Actually, even after the bombs were dropped, several high-ranking Japanese military officials were planning a coup to stop those were planning on surrendering to the Allies at that point. There was significant support to fight until the very last.
It is debatable where it was necessary to drop the bombs on populated areas as opposed to Tokyo Bay, but it is without a doubt that the nuclear bomb and subsequent further threat ended the conflict.
And what would they do ? Swim to California with knifes between their teeth ? Japan posed no thread to the US at that stage of the war. The conflict was over, the allies have won.
The allies had hardly won. Much of Asia was still under Japanese rule. The Japanese still controlled Singapore, Hong Kong, massive swaths of China and South East Asia, Korea, Taiwan, etc.
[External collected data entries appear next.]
PR #3661, opened 2022-07-22
Redirect stdout and stderr to files, inside the bug report

bhatpmk:
This PR includes change to
1. write the standard out and err to files inside the bug report
2. distinguish the warning message to validate the contents of the bug report, with other info messages displayed while capturing the resources
3. display the error message to go through the standard err, only when there is at least an error reported by the command, but the execution continued


tools/vz/cmd/bugreport/bugreport.go
```diff
@@ -162,3 +166,30 @@ func checkExistingFile(bugReportFile string) error {
...
+func displayWarning(successMessage string, helper helpers.VZHelper) {
+	// This might be the efficient way, but does the job of displaying a formatted message
+
+	// Draw a line to differentiate the warning from the info message
+	count := len(successMessage)
+	if len(successMessage) < minLineLength {
+		count = minLineLength
+	}
+
+	sep := ""
```
agv426, line 180: I think we can use [strings.repeat](https://pkg.go.dev/strings#Repeat) to do this:
sep := strings.repeat("-", count)

agv426 (approved):

bhatpmk:
Contributes to VZ-6251

PR #3684, opened 2022-07-25
VZ-6428 Update the prometheus-adapter image

davisgomes:


platform-operator/verrazzano-bom.json
```diff
@@ -490,7 +490,7 @@
           "images": [
             {
               "image": "prometheus-adapter",
-              "tag": "v0.9.1-3",
+              "tag": "v0.9.1-20220725190037-de39a05e",
```
bobdonat, line 493: why is a different convention being used for the tag here

bobdonat: should it be v0.9.1-4

davisgomes: It's because the image required a rebuild, so I rebuilt it from the feature branch and kept the tag. I'm not sure we can rebuild the release branch unless I merge. Those images have the nice formatting based on the release spec.

davisgomes: I think I might be able to rebuild the release. I'm attempting that now

bobdonat (approved):

PR #3688, opened 2022-07-25
VZ-6532.  Fix Rancher uninstall resiliency issues

michael-cico:
- Call Rancher PostUninstall() from global cleanup hook in all cases
- Uninstall pipeline tweaks to clean up log gathering and variable usages

### DIFF
--- a/platform-operator/controllers/verrazzano/uninstall.go
+++ b/platform-operator/controllers/verrazzano/uninstall.go
@@ -239,11 +239,6 @@ func (r *Reconciler) deleteMCResources(ctx spi.ComponentContext) error {
 		if err := r.deleteSecret(ctx.Log(), vzconst.VerrazzanoSystemNamespace, vzconst.MCAgentSecret); err != nil {
 			return err
 		}
-
-		// Run Rancher Post Uninstall to delete the Rancher resources on the managed cluster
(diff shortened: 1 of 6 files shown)


platform-operator/controllers/verrazzano/uninstall.go
```diff
@@ -298,9 +293,21 @@ func (r *Reconciler) uninstallCleanup(ctx spi.ComponentContext) (ctrl.Result, er
...
+	// Run Rancher Post Uninstall to delete the Rancher resources on the managed cluster
+	if err := r.runRancherPostInstall(ctx); err != nil {
+		return ctrl.Result{}, err
+	}
+
 	return r.deleteNamespaces(ctx.Log())
 }
 
+func (r *Reconciler) runRancherPostInstall(ctx spi.ComponentContext) error {
+	if found, comp := registry.FindComponent(rancher.ComponentName); found {
```
pfmackin, line 305: I think this needs to run on the managed cluster which is why it was in the MC logic before.   With this change it will not run on the managed cluster.

pfmackin: my bad this is fine

pfmackin (approved):

PR #3702, opened 2022-07-27
VZ-6425: Restore prod profile to have a single replica for most components

mgianatagh:
Restore prod profile to have a single replica for most components.  In some cases a component requires more than one (e.g. OpenSearch).  An alternative approach will be used to select HA settings which will include higher replica counts.


anders-swanson (approved):
LGTM

stevshap (approved):

PR #3703, opened 2022-07-27
VZ-6502 Support for Jaeger SPM feature

ayaranga:
Following prerequisites are done so that the user can enable Jaeger
Service Performance Monitoring feature by just setting the Helm value
`jaeger.spec.query.metricsStorage.type` to `prometheus` in the Verrazzano CR:
- Set Jaeger query Prometheus server to Verrazzano managed Prometheus by
  default
- Update Prometheus authorization and network policies to allow Jaeger
  to access Prometheus

### DIFF
--- a/platform-operator/controllers/verrazzano/component/prometheus/operator/promoperator.go
+++ b/platform-operator/controllers/verrazzano/component/prometheus/operator/promoperator.go
@@ -609,6 +609,22 @@ func createOrUpdatePrometheusAuthPolicy(ctx spi.ComponentContext) error {
 						},
 					}},
 				},
+				{
+					// allow Jaeger to access Prometheus
+					From: []*securityv1beta1.Rule_From{{
+						Source: &securityv1beta1.Source{
+							Principals: []string{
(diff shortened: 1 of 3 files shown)


platform-operator/controllers/verrazzano/component/prometheus/operator/promoperator.go
```diff
@@ -609,6 +609,22 @@ func createOrUpdatePrometheusAuthPolicy(ctx spi.ComponentContext) error {
 						},
 					}},
 				},
+				{
+					// allow Jaeger to access Prometheus
+					From: []*securityv1beta1.Rule_From{{
```
kminder, line 614: I'm not asking for a change here but rather just a question.
Could this be done via Helm values?  I imagine that could require a Helm chart change?

fredtibbitts (approved):

wmhopkins (approved):
lgtm.

platform-operator/controllers/verrazzano/component/prometheus/operator/promoperator.go
ayaranga: Will be taken up as part of VZ-6603.

PR #3707, opened 2022-07-27
VZ-6521 (subtask of story VZ-6448) Use Rancher URL as server address (with corresponding CA) in the admin kubeconfig provided to managed clusters. Functionality is behind feature flag pending work for VZ-6449.

desagar:

### DIFF
--- a/platform-operator/controllers/clusters/sync_agent_secret.go
+++ b/platform-operator/controllers/clusters/sync_agent_secret.go
@@ -30,6 +30,11 @@ func setConfigFunc(f func() (*rest.Config, error)) {
 	getConfigFunc = f
 }
 
+// rancherBasedKubeConfigEnabled - feature flag for whether we support
+// Rancher based Kubeconfig - introduced for VZ-6448 Populate VMC with managed cluster data
+// Should be removed and enabled by default when story VZ-6449
+var rancherBasedKubeConfigEnabled = false
+
 // Create an agent secret with a kubeconfig that has a token allowing access to the managed cluster
 // with restricted access as defined in the verrazzano-managed-cluster role.
 // The code does the following:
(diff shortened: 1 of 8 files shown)


platform-operator/controllers/clusters/sync_agent_secret.go
```diff
@@ -152,6 +193,31 @@ func (r *VerrazzanoManagedClusterReconciler) mutateAgentSecret(secret *corev1.Se
 	return nil
 }
 
+// getRancherCACert returns the certificate authority data from Rancher's TLS secret
+func (r *VerrazzanoManagedClusterReconciler) getRancherCACert() (string, error) {
+	ingressSecret := corev1.Secret{}
+
+	errAddlTLS := r.Client.Get(context.TODO(), client.ObjectKey{
```
fredtibbitts, line 200: why not just use `err` here?

platform-operator/controllers/clusters/vmc_controller.go
```diff
@@ -340,6 +341,17 @@ func (r *VerrazzanoManagedClusterReconciler) updateStatus(ctx context.Context, v
 	return r.Status().Update(ctx, vmc)
 }
 
+// getVerrazzanoResource gets the installed Verrazzano resource in the cluster (of which only one is expected)
+func (r *VerrazzanoManagedClusterReconciler) getVerrazzanoResource() (*v1alpha1.Verrazzano, error) {
```
fredtibbitts, line 345: I'm surprised we don't have a utility function for this, but I don't see one.

platform-operator/controllers/clusters/vmc_controller_test.go
```diff
@@ -17,6 +17,7 @@ import (
 	"github.com/Jeffail/gabs/v2"
 	"github.com/golang/mock/gomock"
 	"github.com/stretchr/testify/assert"
+	constants2 "github.com/verrazzano/verrazzano/application-operator/constants"
```
fredtibbitts, line 20: Minor nit, I'm not crazy about the `constants2` since it doesn't help the person looking at it to know what constants. The only other place we import this and rename it is in tests and we use `aocnst` which isn't great either.

platform-operator/controllers/clusters/sync_agent_secret.go
```diff
@@ -88,17 +104,29 @@ func (r *VerrazzanoManagedClusterReconciler) syncAgentSecret(vmc *clusterapi.Ver
 	return nil
 }
 
+func (r *VerrazzanoManagedClusterReconciler) buildKubeConfigUsingRancherURL(serviceAccountSecret corev1.Secret) (*vzk8s.KubeConfig, error) {
```
fredtibbitts, line 107: Add a function comment?

fredtibbitts (commented):
Looks good, just a few very minor comments.

platform-operator/controllers/clusters/vmc_controller.go
desagar: do you think there's a different place it should go? any suggestions?

fredtibbitts: I do not, I think this is fine.

platform-operator/controllers/clusters/vmc_controller_test.go
desagar: fixed - I also found that there was already a constant in mcconstants. I removed the extra constant and refactored all the places that use it.

fredtibbitts (approved):

PR #3715, opened 2022-07-28
VZ-6537 Updated console version to uptake the fix in console code

anajosep:
VZ-6537 - Fix for bug in the Verrazzano console to show only the instance URLs which are enabled in the VZ CR.

### DIFF
--- a/platform-operator/verrazzano-bom.json
+++ b/platform-operator/verrazzano-bom.json
@@ -191,7 +191,7 @@
             },
             {
               "image": "console",
-              "tag": "1.4.0-20220722132540-d8a58fc",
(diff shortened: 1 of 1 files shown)


anajosep:
### Rancher component disabled in VZ CR
Screenshot 2022-08-01 at 11 26 55 AM
### Rancher, Kiali, Jaeger  disabled in VZ CR
Screenshot 2022-08-01 at 12 06 06 PM
### Grafana, Prometheus, Jaeger, Kiali disabled in VZ CR
Screenshot 2022-08-01 at 12 47 16 PM

lake-of-dreams (approved):

PR #3719, opened 2022-07-28
VZ-6401: Upgrade Helm to v3.9.2

fredtibbitts:
This PR upgrades Helm to 3.9.2, in both the Verrazzano Platform Operator Dockerfile and the go.mod (the versions need to be in sync). Upgrading pulled in several new versions of golang packages and I believe I have added (or confirmed) that all of the right replace directives are in place to pin the versions. I regenerated the third party license file and it looks like most of the changes are in the ordering of the copyright notices.

Also I made another change to remove a direct dependency on `k8s.io/utils` that I do not think we have approval to use.


kminder (approved):
Approved.

PR #3722, opened 2022-07-28
Sdosapat/vz 6503 cluster dump

saidu941:


Jenkinsfile
```diff
@@ -525,7 +525,7 @@ pipeline {
 
     post {
         always {
-            archiveArtifacts artifacts: '**/coverage.html,**/logs/**,**/verrazzano_images.txt,**/*-cluster-dump/**', allowEmptyArchive: true
+            archiveArtifacts artifacts: '**/coverage.html,**/logs/**,**/verrazzano_images.txt,**/*-cluster-dump/**,**/*-cluster-snapshot/**', allowEmptyArchive: true
```
agv426, line 528: I still see *-cluster-dump/** included as well, is something still creating the old directory name or can those now be removed? (I see this in multiple jenkinsfiles, so the question is for all of them not just this one)

agv426, line 528: In some of these I see **/*-cluster-snapshot/**, and in others I see **/*cluster-snapshot*/**. I think these were inconsistent in spots before, though the updated variants here are not all aligned with what was in the original specific Jenkinsfiles.

Maybe we should make them all consistent with one pattern that always catches them **/*cluster-snapshot*/** seems like it should do that across the board.

agv426 (approved):

PR #3725, opened 2022-07-28
VZ-6420: Add test to ensure CRDs are not deleted after uninstall

bobdonat:
This pull request adds an acceptance test to verify that CRDs are not deleted after an uninstall.  This test is run during the uninstall resiliency AT.

### DIFF
--- a/tests/e2e/uninstall/verifycrds/verify_crds_test.go
+++ b/tests/e2e/uninstall/verifycrds/verify_crds_test.go
@@ -1,7 +1,7 @@
 // Copyright (c) 2022, Oracle and/or its affiliates.
 // Licensed under the Universal Permissive License v 1.0 as shown at https://oss.oracle.com/licenses/upl.
 
-package verify_crds
+package verifycrds
 
 import (
 	"fmt"
--- a/tests/e2e/uninstall/verifycrds/verify_crds_test.go
+++ b/tests/e2e/uninstall/verifycrds/verify_crds_test.go
@@ -12,6 +12,7 @@ import (
 	"strings"
 )
 
+// Expected verrazzano.io CRDs after uninstall
 var verrazzanoiocrds = map[string]bool{
 	"ingresstraits.oam.verrazzano.io":                              false,
 	"loggingtraits.oam.verrazzano.io":                              false,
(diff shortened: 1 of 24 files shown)


tests/e2e/uninstall/verifycrds/verify_crds_test.go
```diff
@@ -0,0 +1,204 @@
...
+	. "github.com/onsi/ginkgo/v2"
+	"github.com/verrazzano/verrazzano/pkg/test/framework"
+	"github.com/verrazzano/verrazzano/tests/e2e/pkg"
+	apiextv1 "k8s.io/apiextensions-apiserver/pkg/apis/apiextensions/v1"
+	"strings"
+)
+
+// Expected verrazzano.io CRDs after uninstall
+var verrazzanoiocrds = map[string]bool{
+	"ingresstraits.oam.verrazzano.io":                              false,
```
davisgomes, line 17: Are any of the values ever true? Do we need the map value?

tests/e2e/uninstall/verifycrds/verify_crds_test.go
```diff
@@ -0,0 +1,204 @@
...
+	})
+})
+
+// checkCRds checks for both expected CRDs and unexpected CRDs for a given CRDs suffix (for example, verrazzano.io)
+func checkCrds(crds *apiextv1.CustomResourceDefinitionList, expectdCrds map[string]bool, suffix string) {
+	unexpectedCrd := false
+	for _, crd := range crds.Items {
+		_, ok := expectdCrds[crd.Name]
+		if ok {
+			expectdCrds[crd.Name] = true
```
davisgomes, line 174: Would it be easier to append this value to an unexpected found and loop through that later? I get why you implemented the map for O(1) lookup time. Would a "Set" (`map[string]struct{}`) with a  work better? O(1) lookup time, but the struct takes up zero bytes. Not that big of a deal if your implementation is easier.

davisgomes: the format of the map would be
```
var istioiocrds = map[string]bool{
	"authorizationpolicies.security.istio.io":  {},
        ...
}
```

tests/e2e/uninstall/verifycrds/verify_crds_test.go
bobdonat: The value is initialized to false and set to true when a match is found

tests/e2e/uninstall/verifycrds/verify_crds_test.go
bobdonat: I am not clear on what you are suggesting.

pfmackin (approved):

davisgomes (approved):

PR #3738, opened 2022-08-01
VZ-6604: Extend vz analyze for live cluster analysis

bhatpmk:
Extends _vz analyze_ command to analyze the live cluster, when the flag _--capture-dir_ is not provided


tools/vz/pkg/analysis/internal/util/report/report.go
```diff
@@ -249,8 +249,14 @@ func GenerateHumanReport(log *zap.SugaredLogger, reportFile string, reportFormat
 		if len(sourcesWithoutIssues) > 0 {
 			_, err = fmt.Fprintf(writeOut, "\n\n")
 		}
-		for _, source := range sourcesWithoutIssues {
-			_, err = fmt.Fprintf(writeOut, "INFO: No issues detected or to report for %s\n", source)
+		if len(sourcesWithoutIssues) == 1 {
+			// This is a workaround to avoid printing the source when analyzing the live cluster, although it impacts the
+			// regular use case with a directory containing a single cluster snapshot
+			_, err = fmt.Fprintf(writeOut, "INFO: No issues detected or to report for the cluster\n")
```
kminder, line 255: Is this INFO in the Fprintf consistent with other log output?

tools/vz/pkg/helpers/vzhelper.go
```diff
@@ -129,3 +130,12 @@ func getAllComponents(vzRes vzapi.Verrazzano) []string {
 	}
 	return compSlice
 }
+
+// isDirEmpty returns whether the directory is empty or not
+func IsDirEmpty(directory string, filesToIgnore int) bool {
```
kminder, line 135: Is an int for filesToIgnore really sufficient for this type of generic utility?

tools/vz/pkg/analysis/internal/util/report/report.go
bhatpmk: It is consistent with how the analysis tool reports the issues. Probably there is a scope to improve that throughout the analysis tool.
cc. @agv426

tools/vz/pkg/helpers/vzhelper.go
bhatpmk: I have made it a private function, as it might not be useful for other cases

tools/vz/pkg/analysis/internal/util/report/report.go
agv426: I think that this is the only spot that was using "INFO", as part of the report output. So this was originally meant to be part of the "report", not a log message (ie: it always showed up in the report, it wasn't controlled by the logging level). We can just change it up if we want to get rid of it from the report output.

For general logging, I think it is still using log.Infof log.Errorf for generating informational and error log messages.

bhatpmk: Done, updated the message

agv426 (approved):

bhatpmk:
VZ-6604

The idea that the US could have simply "walked away" at that point is ludicrous.
I cannot remember the exact number but since the Japanese had so many islands as well as mainland Japan, the cost of invasion in lives (Western and Japanese) was massive.
Of course it was not just a numbers decision, there was certainly some posturing for the post war world.
The US was very concerned that Russia would not honor the agreements around splitting up Korea and roll on into Seoul.
Then you had Germany and Eastern Europe to think about.
It is interesting to theorize what would've happened after the war if the U.S. had not developed the bomb or if the U.S. had developed it but chose not to use it.
Nonsense. Russia would have occupied Tokyo within the month, maybe less, Japan was defeated, and thoroughly. The US needed Japan to surrender to them, not Russia, and so it was.
The USSR had no real amphibious capability to carry out such a plan.
Civilians were dying at a rate of something like a quarter million per month in all the various Japanese-occupied areas at this point in the war. If the atomic bombings sped up the surrender by just three weeks they were a net win in terms of lives. (And yeah, I know how morally difficult that calculation is, but that's war.)
It is debatable where it was necessary to drop the bombs on populated areas as opposed to Tokyo Bay, but it is without a doubt that the nuclear bomb and subsequent further threat ended the conflict.